Em movimento. O mais solitário, ali

Deixaria de sê-lo. Toda essa fagueira

Companhia. Alegre e promissor

Futuro ...

 

As festas, os bailes, a banda de música

Procissões e o sino repicando ...

Muito povo endomingando

Noites enluaradas e todas as estrelas

Eram mais claras do que os dias nos outros povoados.

 

Antes da luz e da água encanada,

No povoado havia lamparina

E cisterna; dez a quinze metros

Para encontrar o líquido.

 

Os circos traziam iluminação

De carbureto. Próximos

Dos elementos. Quantos vendavais e

Chuvas de granizo!

 

Moinhos de garapa,

Feitos de madeira – canaviais

E matas virgens com seus pássaros e

Frutas. Consumiram.

 

Tudo e mais as lendas. Onde

Estarão os jacus e as pacas?

Os jenipapos e jatobás?

As estradas cortando as

 

Matas criavam histórias

E medos. Os caminhos

Também fugiram. Olhando

O céu, às vezes os vejo transformando em nuvens.

 

Saí das águas do mar

E nasci no cafezal de

Terra roxa. Passei a infância

No meu povoado arenoso.

 

Andei de bicicleta e em

Cavalo em pelo. Tive medos

E sonhei. Viajei no espaço,

Fui à lua primeiro do que o Sputnik.

 

Caminhei além, muito além, para

Lá do paraíso. Desci de pára-quedas,

Atravessei o arco-íris, cheguei

Nos olhos d’água antes do sol nascer.

 

Nasci e montei na garupa

De muitos cavaleiros. Depois

Montei sozinho em cavalo de

Pé de milho. Fiz as mais

 

Estranhas viagens e corri

Na frente da chuva durante

Muitos sábados. Dava poeira

No trenzinho de Guaivira.

 

Paco espanhol era meu parceiro.

Vivíamos apavorados com os

Temporais – pareciam odiar

Aqueles lugares ...

 

Vinham ferozes contra as

Sete ou oito cabanas

Desarmadas.

 

Num pé de café nasci.

O trenzinho passava

Por entre a plantação. Deu a hora

Exata. Nesse tempo os velhos

Imigrantes impressionavam os recém-chegados.

O tema do falatório era o lobisomem.

A lua e o sol passavam longe,

Mais tarde mudamos para a Rua de Cima.

O sol e a lua moravam atrás de nosso

Casa. Quantas vezes vi o sol parado.

Éramos os primeiros a receber sua luz e calor.

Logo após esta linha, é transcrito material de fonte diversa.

PR #593, opened 2019-06-10
chore: add husky and lint-staged

jkodu:
This PR does the below:
- adds `husky`.
- adds `lint-staged`.

### DIFF
--- a/package.json
+++ b/package.json
@@ -114,7 +114,9 @@
 		"showdown": "^1.9.0"
 	},
 	"devDependencies": {
+		"husky": "^2.4.0",
 		"jest": "^24.8.0",
+		"lint-staged": "^8.2.0",
 		"prettier": "^1.17.0"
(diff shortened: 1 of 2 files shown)


package.json
```diff
@@ -180,5 +182,16 @@
 			"<rootDir>/.cache/",
 			"<rootDir>/.public/"
 		]
+	},
+	"husky": {
+		"hooks": {
+			"pre-commit": "npm test"
```
WilcoFiers: Actually, no I don't think we should run tests before a commit. We have CI for that.

jkodu: I know, but it will help people like me :).

WilcoFiers: > IF machine==jey npm test

WilcoFiers: Fine, I'll try it. If it gets on my nerves, I'm ripping it out though :P

PR #596, opened 2019-06-10
chore: add accessibility requirements to test cases (json)

jkodu:
This PR adds the accessibility requirements to test cases. This is useful for auto mapping of test cases against rules to validate against in test engines.

image


WilcoFiers:
Very good :)

Issue #467, opened 2019-03-28
Negative formulation


audreymaniez:
More a general reflexion about how we write tests etc... 

In RGAA we have a writing rule that is not to write test in negative form. This because writing in a negative way can lead testers (manual tester espacially) answer "no" to a test when it is compliant (precisly because of the syntaxic form of the test). 

This is more a question of linguistic/syntaxic format/norm, even logical format.

Really basic example: to the following test

> "That element doesn't have that property"

You will propbably answer:

> "**NO** it doesn't have" 

and 

> "**YES** it does have" (or even "**NO**  it does have").

**The problem is you can anwer by "YES" to a non compliant test (and "No or yes" to a compliant). And that is not a logicial outcome.**

Real example from Auto-WCAG rules 

> **None of the target elements** participate in sequential focus navigation, **nor do they have** descendants in the flat tree that participate in sequential focus navigation

With the writing rule we have in RGAA, It would become, something like that:

> Target elements and their descendants in the flat tree, if any, are excluded from the sequential focus navigation.

Another example, an applicability section with multiple conditions: 

> Any WAI-ARIA required state or property that
> 
>    - is specified on an HTML or SVG element
>   -  is one of the aria-* attributes included in the accessible name computation, or is specified on an element that is included in the accessibility tree or is focusable,
>   -  **is not the empty string ("")**,
>    - **does not have a default value listed under WAI-ARIA implicit value for role**.

The last two conditions are negative. With the writing rule, It would become, something like that: 

> Any WAI-ARIA required state or property that
> 
>   - is specified on an HTML or SVG element
>   - is one of the aria-* attributes included in the accessible name computation, or is specified on an element that is included in the accessibility tree or is focusable,
>   - **is different from an empty string ("")**,
>   - **has a value different from the default value listed under WAI-ARIA implicit value for role.**

EmmaJP:
One of the agreed naming conventions #250 is to use declarative verbs. I think this should help to achieve positive language in the rule names/titles. 

Perhaps resolving this issue will do a similar thing for the descriptions, which I agree should also use declarative verbs and positive language - where meeting the rule is a pass.

jkodu:
@audreymaniez do you still see this as an issue?

jkodu:
Spoke to @audreymaniez, who confirmed that this issue can be closed.

PR #597, opened 2019-06-11
Positive proposals

audreymaniez:
This PR is a set of proposals regarding the #467 issue.

Try to make some description/expectation more logical using positive formulation.

**When creating PR:**

**After creating PR:**

# How to Review And Approve


_rules/image-has-name-23a2a8.md
```diff
@@ -24,7 +24,7 @@ The rule applies to HTML `img` elements or any HTML element with the [semantic r
 
 ## Expectation
 
-Each target element has an [accessible name](#accessible-name) that is not only [whitespace](#whitespace), or is marked as [decorative](#decorative).
+Each target element has an [accessible name](#accessible-name) that consists of characters other than [whitespace](#whitespace).
```
audreymaniez: For that rule, I suppress the "is marked as decorative" in the expectation because I don't understand why the "marked as decorative" is not part of the applicability? 

> The rule applies to HTML `img` elements or any HTML element with the [semantic role](#semantic-role) of `img` that is [included in the accessibility tree](#included-in-the-accessibility-tree) and that is not marked as [decorative](#decorative)

WilcoFiers: @audreymaniez Because marking an image as decorative is a technique to satisfy the SC. Decorative images are still non-text content, and so they're applicable to the SC 1.1.1. You're right that it doesn't make a big difference, but I think it fits the intent of the SC a little better.

audreymaniez: So I put it back. Thank you for the answer

_rules/image-has-name-23a2a8.md
```diff
@@ -24,7 +24,7 @@ The rule applies to HTML `img` elements or any HTML element with the [semantic r
 
 ## Expectation
 
-Each target element has an [accessible name](#accessible-name) that is not only [whitespace](#whitespace), or is marked as [decorative](#decorative).
+Each target element has an [accessible name](#accessible-name) that consists of characters other than [whitespace](#whitespace), or is marked as [decorative](#decorative).
```
Jym77: That seems to change the meaning. `"   a   "` is not only whitespaces but I'm not sure we can say that it "consists of characters other than whitespace" (since there are also whitespaces in it).
And `"A picture of a dolphin"` does contain whitespaces but is definitely a perfectly valid name for an image.

Something in the line of "contains at least one character which is not a whitespace" would be better (and keep the same meaning as the original one), but that still contains a negative, only pushed a bit further…

_rules/link-has-name-c487ae.md
```diff
@@ -34,7 +34,7 @@ The rule applies to any HTML element with the [semantic role](#semantic-role) of
 
 ## Expectation
 
-Each target element has an [accessible name](#accessible-name) that is not only [whitespace](#whitespace).
+Each target element has an [accessible name](#accessible-name) that consists of characters other than [whitespace](#whitespace).
```
Jym77: Same remark.

_rules/image-has-name-23a2a8.md
ShadowBB: I agree that "consists of characters other than whitespace" is ambiguous. It could mean "this string only consists of characters other than whitespace" or it could mean "this string consists of at least 1 character other than whitespace".

This ambiguity should be resolved.

jkodu:
@audreymaniez any update on this???

_rules/image-has-name-23a2a8.md
audreymaniez: I agree that in those cases, trying to reverse the negative in a positive way do not help the reading, more, it can make it harder to understand and leads to mistakes.

audreymaniez:
So, 

The proposal that were made for the "HTML lang and xml:lang match" [is already apply on the rule description](https://github.com/act-rules/act-rules.github.io/blob/develop/_rules/html-xml-lang-match-5b7ae0.md).

Then, the two other modifications that were proposed on the "_that is not only [whitespace](#whitespace)_" seems not satisfying and add some more complexity to the description.


For those reasons, the PR is closed.

PR #600, opened 2019-06-12
chore: Update license

jkodu:
Update license to match https://www.w3.org/Consortium/Legal/2015/copyright-software-and-document


pages/license.md
```diff
@@ -2,60 +2,24 @@
...
-        8.  12.8.8. shall not be considered accepted by an implementer who manifests an intent not to accept the terms of the W3C CLA RF Licensing Requirements license as offered by the licensor.
-        9.  12.8.9. The RF license conforming to the requirements in this policy shall be made available by the licensor as long as the Specification is in effect. The term of such license shall be for the life of the patents in question.
-
-        I am encouraged to provide a contact from which licensing information can be obtained and other relevant licensing information. Any such information will be made publicly available.
-
-    9.  12.9. You or Your. "You," "you," or "your" means any person or entity who exercises copyright or patent rights granted under this CLA, and any person or entity that person or entity controls.
+## W3C SOFTWARE AND DOCUMENT NOTICE AND LICENSE
```
WilcoFiers: Could you remove the upper case from this? Upper case text is problematic with screen readers.

pages/license.md
```diff
@@ -2,60 +2,24 @@
...
+
+- The full text of this **NOTICE** in a location viewable to users of the redistributed or derivative work.
+- Any pre-existing intellectual property disclaimers, notices, or terms and conditions. If none exist, the [W3C](https://www.w3.org/) Software and Document Short Notice should be included.
+- Notice of any changes or modifications, through a copyright statement on the new code or document such as "This software or document includes material copied from or derived from [title and URI of the W3C document]. Copyright © [YEAR] W3C® (MIT, ERCIM, Keio, Beihang)."
+
+### Disclaimer
+
+THIS WORK IS PROVIDED "AS IS," AND COPYRIGHT HOLDERS MAKE NO REPRESENTATIONS OR WARRANTIES, EXPRESS OR IMPLIED, INCLUDING BUT NOT LIMITED TO, WARRANTIES OF MERCHANTABILITY OR FITNESS FOR ANY PARTICULAR PURPOSE OR THAT THE USE OF THE SOFTWARE OR DOCUMENT WILL NOT INFRINGE ANY THIRD PARTY PATENTS, COPYRIGHTS, TRADEMARKS OR OTHER RIGHTS.
```
WilcoFiers: Same here. I suspect this needs to be upper case, but then let's use CSS for that.

jkodu:
@nitedog this is not just a link, I have copied over the text.

nitedog:
@jkodu sorry if I was not clear -- I'm proposing to simply link to the license rather than to copy and paste the text. What is the reason for copying the license text? This creates confusion and headache in my view (people have to actually compare if it is the same license text etc.).

jkodu:
@nitedog 

The reason for copy/ pasting the text is that, if and when the original license changes, it does not change the license on this repo automagically. 

Any license changes will be done via a PR, which will help notify and communicate of such changes.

Em muitas ocasiões ouvi a lua cantar.

 

Esmerava-se para aparecer nitidamente

Redondas. Ficava espiando do nosso maracujazeiro.

Surpreendido vendo São Jorge à paisana,

Pensei pedir-lhe o cavalo emprestado.

Não me animei. A lua estava de vestido de

Noiva. Os sinos começaram a badalar.

As gentes acudiam, era a missa do galo.

Os dois sítios do Adão e dos olhos-d’água

Lá estavam desde cedo.

As estrelas baixaram iluminando o lado

De fora da igreja, onde se aglomeravam

As gentes, os cães e os animais de montaria.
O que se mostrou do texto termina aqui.